Dylan Bush1, Matt Skovgard1, Sanaa Raoof2, Antonios Sideris1, Xingzhe Li2, Hakeem Oufkir1, Michael Curry3, Kay See Tan3, Jose Araujo-Filho4, Eric Robinson1, David Jones1, Michelle Ginsberg4, Andreas Rimner2, Gregory Riely5, James Huang1
1Department of Surgery, Thoracic Service, Memorial Sloan Kettering Cancer Center, New York, NY, USA;
2Department of Radiation Oncology, Thoracic Radiation Oncology Service, Memorial Sloan Kettering Cancer Center, New York, NY, USA;
3Department of Epidemiology and Biostatistics, Memorial Sloan Kettering Cancer Center, New York, NY, USA;
4Department of Radiology, Memorial Sloan Kettering Cancer Center, New York, NY, USA;
5Department of Medicine, Thoracic Oncology Service, Memorial Sloan Kettering Cancer Center, New York, NY, USA
Correspondence to: James Huang, MD. Department of Surgery, Thoracic Service, Memorial Sloan Kettering Cancer Center, 1275 York Avenue, New Yor, NY 10025, USA. Email: huangj@mskcc.org.
Background: Although surgery is generally considered to be the mainstay of treatment for thymic malignancies, some patients are deemed inoperable or are found to be unresectable. The benefits of an incomplete resection (IR) remain unclear.
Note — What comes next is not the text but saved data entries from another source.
PR #492, opened 2018-10-01
feat: estates api

### LINKED ISSUE #341: API endpoint for estates `/estates` which mimics the current `/parcels`
Also add `/marketplace` endpoint with `asset_type` as query param

NicoSantangelo:
Closes #341 

```
/marketplace
status required
filter by publication
asset_type not required

/parcels and /states
status not required
if (!status) return everything

/assets
same as /parcels, /estates, etc, but with explicit asset_type
asset_type required
```


src/Publication/Publication.service.js
```diff
@@ -1,23 +1,27 @@
...
     }
 
-    return {
-      [ASSET_TYPES.parcel]: this.Parcel,
-      [ASSET_TYPES.estate]: this.Estate
-    }[assetType]
+    return ASSETS[assetType]
+  }
+
+  getPublicableAssets(assetType) {
```
cazala: it looks like the `assetType` argument is not used in this function

src/Publication/Publication.service.js
```diff
@@ -1,23 +1,27 @@
...
+    const publicableAssets = {}
+
+    for (const key in PUBLICATION_ASSET_TYPES) {
+      publicableAssets[key] = ASSETS[key]
+    }
+
+    return publicableAssets
```
cazala: This return value is an `object` but it's expected to be an `array` [here](https://github.com/decentraland/marketplace/pull/492/files#diff-8b7ae6d8fe218adc457ca3f6733286c1R13) and [there](https://github.com/decentraland/marketplace/pull/492/files#diff-8b7ae6d8fe218adc457ca3f6733286c1R17)

src/server.js
```diff
@@ -44,14 +44,16 @@ if (env.isDevelopment()) {
 const router = new express.Router()
 app.use('/v1', router)
 
-new TranslationRouter(router).mount()
-new PublicationRouter(router).mount()
-new MortgageRouter(router).mount()
+new AssetRouter(router).mount()
+new ParcelRouter(router).mount()
```
cazala: `ParcelRouter` has to be the last one to be mounted... otherwise the `parcels/:x/:y` endpoint handles the requests for `/parcels/:address/mortgages`.

ie:

Request:

```
GET /parcels/0x0de1ec708665b93478bd0ed264e60b68a8663bb4/mortgages
```

Response:

```json
{
    "ok": false,
    "data": {},
    "error": "Invalid coordinate \"y\" must be an integer"
}
```

Although i think we should change the `/parcels/:address/mortgages` to be `/addresses/:address/mortgages` since the uri param is an identifier for the `addresses` resource, not `parcels`.

NicoSantangelo: I'll do both!

src/Publication/Publication.service.js
NicoSantangelo: good catch! didn't test my last changes correctly

src/Publication/Publication.service.js
NicoSantangelo: 👍

cazala:
👍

We sought to define the characteristics, reasons for unresectability, and long-term outcomes in patients with unresectable or inoperable thymic tumors.
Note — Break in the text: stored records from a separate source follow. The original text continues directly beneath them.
PR #511, opened 2018-10-04
fix: estate publications on map

cazala:
This PR fixes a bug in the branch `fix/list-estates` that causes the publications of Estates fetched by the `FETCH_MAP_REQUEST` to be left out of the app state. This resulted in Estate publications not showing up in the Atlas or in the EstateDetail page.

### DIFF
--- a/webapp/src/lib/webworker/WebWorkerOnMessage.js
+++ b/webapp/src/lib/webworker/WebWorkerOnMessage.js
@@ -5,7 +5,20 @@ export function WebWorkerOnMessage(event) {
   let result = {}
 
   switch (action.type) {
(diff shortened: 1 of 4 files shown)


webapp/src/lib/webworker/WebWorkerOnMessage.js
```diff
@@ -17,7 +30,7 @@ export function WebWorkerOnMessage(event) {
       break
     }
     case 'FETCH_ADDRESS_ESTATES_REQUEST': {
-      const { estates, allEstates } = action
+      const { estates } = action
```
nachomazzara: 👍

Methods: Retrospective review of patients with unresectable or inoperable thymic tumors treated at Memorial Sloan Kettering Cancer Center between 1996–2023. Patients who had surgical exploration only (EO) without any resection, surgical exploration with incomplete (R2) resection, and patients who were deemed unresectable or inoperable and treated non-operatively were included in the study cohort. Descriptive statistics and Kaplan-Meier survival analyses were performed.
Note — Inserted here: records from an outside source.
PR #527, opened 2018-10-07
feat: request estate data when navigate

### LINKED ISSUE #519: When switching between estate details, the publications of the new estate selecteds are not fetched
When switching between estate details, the publications of the new estate selecteds are not fetched

nachomazzara:
Close #519


cazala:
we have this same logic in the `components/Parcel` component, what if we move it to the `components/Asset` component, since it's something that we want for any asset i guess (and keeps the code dry)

Results: Seventy-eight patients were treated over the study period, 43 with thymoma (55%), 31 with thymic carcinoma (40%) and 4 with thymic carcinoid (5%). Nineteen patients (24%) were treated non-surgically (NS) and underwent definitive radiotherapy or chemoradiotherapy alone, 22 (28%) patients had surgical EO without resection, and 37 (47%) patients had surgical exploration with IR. Among patients who underwent exploration (EO and IR), the most common intraoperative finding precluding complete macroscopic resection was invasion of the great vessels or myocardium (n=41/59, 69%), and extent of pleural or pulmonary metastasis (n=12/59, 20%). Fifty-two patients (67%) developed progression, while 24 patients (31%) had stable disease during the study period. Two patients were lost to follow-up. Patients with thymoma had significantly longer overall survival (OS, P=0.01) compared to those with thymic carcinoma. The median OS for patients with thymoma was 7.7 years whereas the median OS for patients with thymic carcinoma was 4.6 years. There was no significant difference in OS (P=0.40) or progression-free survival (PFS, P=0.20) between IR and NS/EO patients. The median OS for IR patients was 6.0 years and 6.9 years for NS/EO patients.
Conclusions: Despite being unresectable or inoperable, patients with advanced thymic malignancies exhibited long-term survival regardless of the primary treatment modality. In our series, patients who underwent incomplete surgical resections did not appear to fare any better than patients who underwent EO or non-operative treatment.